How Does Intoxication Affect Consent in Sexual Assault Claims?
In a growing number of cases, we see claims that a sexual encounter was not consensual because the accuser claims to have been so intoxicated that she was unable to consent.
Frankly, these are hard cases. The line between merely being intoxicated and incapacitated—so intoxicated that you can’t consent—is not finely drawn in criminal courts, much less in campus proceedings.
To be sure, unconscious people can’t consent to sex. Nor can people who are so intoxicated that they can’t understand what they’re doing. But being so drunk that your judgment is impaired isn’t the same thing as being so drunk that you don’t know what you’re doing. People—even married couples!—have been having drunk, enjoyable sex since the beginning of time. Drunk people have also been making bad decisions—but conscious decisions nonetheless—since the beginning of time. These distinctions are often lost on college campuses, however. We’ve seen a number of cases where an accuser who’s been drinking—but is far from falling-down drunk—has initiated sexual activity, only to have the person who responded to those entreaties later be charged with sexual assault.
The standard language on intoxication in many schools’ student codes is generally not helpful. Normally, the codes just say that students who are incapacitated can’t consent. But of course they can’t: that’s the definition of incapacitation. Circular definitions tend to be about as enlightening as definitions that are circular.
As a result, these cases often turn on whether you can show that although your accuser may have been drinking, she was not so drunk that she didn’t know what she’s doing. Alcohol-impaired judgment isn’t the same thing as incapacitation.
To that end, you want to find witnesses who may have seen you both that night and can testify to how you looked. Were either of you stumbling? Slurring your words? Acting more than just a little drunk?
These cases become more difficult the more dramatic the signs of intoxication are. If your accuser vomited at any point in the night, your case may be hard to win. That’s not necessarily fair—not everyone who vomits is incapacitated, and the passage of time is important—but that distinction may be lost on a campus disciplinary panel. Similarly, if other people tried to intervene to stop your accuser from leaving the party with you or tried to keep you away from her, that can make your case very hard.
The challenge with incapacitation cases is that the line between intoxication and incapacitation is hard to draw. And schools spend almost no time trying to clarify where that line is. In one case we handled, the investigator took the following approach: she ballparked the accuser’s weight (not even bothering to ask her) and the number of drinks she’d had, used a little chart you can buy online to estimate her blood alcohol content, and then declared that level to constitute incapacitation, without explaining how she reached that conclusion.
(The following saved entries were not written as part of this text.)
PR #5639, opened 2018-07-17
Create a CollectionSort component

### LINKED ISSUE #5638: Create a CollectionSort component to reduce the code in the Collection component
As we're going to relocate the sort select in #5635, it seems like a good time to extract the code for the sort select into its own component, and that's what this issue is about.

bobsilverberg:
Fixes #5638 
Depends on #5619 

This only depends on #5619 because I didn't want to have to go back to fix conflicts which I know will exist, so it doesn't really depend on that, but I built it on top of it.

### DIFF
--- a/src/amo/components/CollectionSort/index.js
+++ b/src/amo/components/CollectionSort/index.js
@@ -1,0 +1,87 @@
+/* @flow */
+import * as React from 'react';
+import { compose } from 'redux';
+
+import {
+  COLLECTION_SORT_DATE_ADDED_ASCENDING,
+  COLLECTION_SORT_DATE_ADDED_DESCENDING,
+  COLLECTION_SORT_NAME,
+  COLLECTION_SORT_POPULARITY,
+} from 'core/constants';
+import translate from 'core/i18n/translate';
+import Card from 'ui/components/Card';
+import Select from 'ui/components/Select';
+import type { CollectionFilters } from 'amo/reducers/collections';
+import type { I18nType } from 'core/types/i18n';
+
+import './styles.scss';
+
+export type Props = {|
+  filters: CollectionFilters,
+  onSortSelect: (event: SyntheticEvent<HTMLSelectElement>) => void,
+|};
+
+type InternalProps = {|
+  ...Props,
+  i18n: I18nType,
+|};
+
+export class CollectionSortBase extends React.Component<InternalProps> {
+  sortOptions() {
+    const { i18n } = this.props;
+
+    return [
+      {
+        label: i18n.gettext('Newest first'),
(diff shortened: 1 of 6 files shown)


src/amo/components/CollectionSort/index.js
```diff
@@ -0,0 +1,87 @@
...
+        <form>
+          <label className="CollectionSort-label" htmlFor="Sort-Select">
+            {i18n.gettext('Sort add-ons by')}
+          </label>
+          <Select
+            className="CollectionSort-select"
+            defaultValue={filters.collectionSort}
+            id="CollectionSort-select"
+            name="sort"
+            onChange={onSortSelect}
```
kumar303: I'd suggest keeping `onSortSelect` defined within this component. The logic belongs here. The only case where it wouldn't belong here is if two components wanted to do different things with the sort select but I can't imagine how they would. 

You can use [`withRouter`](https://github.com/mozilla/addons-frontend/blob/9131e88b0f6a07e98ba2fd1918bef73b013de6f9/src/amo/components/Addon/index.js#L648) to get access to the router and use a standard `mapStateToProps` to get access to `api` state. Also, a shared `editCollectionUrl()` will come in handy.

tests/unit/amo/components/TestCollectionSort.js
```diff
@@ -0,0 +1,65 @@
...
+    );
+  };
+
+  it('renders a sort select', () => {
+    const sort = COLLECTION_SORT_NAME;
+    const onSortSelect = sinon.stub();
+
+    const root = render({ filters: { collectionSort: sort }, onSortSelect });
+
+    expect(root.find('.CollectionSort-label')).toHaveText('Sort add-ons by');
```
kumar303: I don't think it's useful to test statically configured data like this. It's also a maintenance burden because when you change the text you have to update the test.

bobsilverberg:
FYI, I rebased this to make the review simpler.

src/amo/components/CollectionSort/index.js
```diff
@@ -0,0 +1,145 @@
...
+              return (
+                <option key={option.value} value={option.value}>
+                  {option.label}
+                </option>
+              );
+            })}
+          </Select>
+        </form>
+      </Card>
+    ) : null;
```
kumar303: I think it would be better to render this form even without a collection (i.e. when loading). It should render fine -- it would just throw an error if you clicked on a sort option before the collection loaded (which would be hard to do in real life). The old component worked like this.

It's a good habit to try and render as much as possible while data is loading. This makes the page less jumpy when the final content loads.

As this example suggests, intoxication cases often give schools carte blanche to discipline students in close cases. This is deeply unfair—particularly in light of how much drinking happens on college campuses—but it substantially limits the school’s liability.
Often, your temptation in a case like this may be to defend yourself in one of two ways:
by saying that your accuser initiated the sexual contact, or
by saying that you were really drunk too.
These make sense as a defense; if someone comes up to you and says that they want to have sex, your natural assumption may be that you are allowed to have sex with them. However, if someone is so drunk that the school is going to discount those indicators of consent, you should think carefully about how much you want to base your defense solely on what your accuser did to initiate sex. After all, people who are actually incapacitated cannot give valid consent, no matter how enthusiastic they may seem. Focusing on objective signs that your accuser was not drunk may be more fruitful.
Similarly, it is natural to argue that you were drunk too (assuming you, in fact, were), and that it’s therefore unfair for the school to take your accuser’s side just because she filed first. This is a good argument at first glance: if a college equates drunkenness with incapacitation, then two drunk people who have sex are technically raping each other. Of course, that is absurd, but it shows how far through the looking glass we have gone.
But that argument is unlikely to get you far in a campus proceeding. Some schools, unfortunately, take the view that violating their disciplinary codes while drunk is an aggravating circumstance, not a mitigating one. Read the code at your school carefully to learn how this defense will affect you. You also don’t want to damage your own credibility by saying that you couldn’t have consented when you know in your heart that you did. Honesty tends to be the best policy, even in the upside-down world of campus misconduct cases.
That said, if you do have doubts about whether you were able to consent, you may want to think about asking the school to investigate your accuser for sexual assault. Just keep in mind that such a counter allegation may be construed as retaliation. It very much depends on the facts of your case.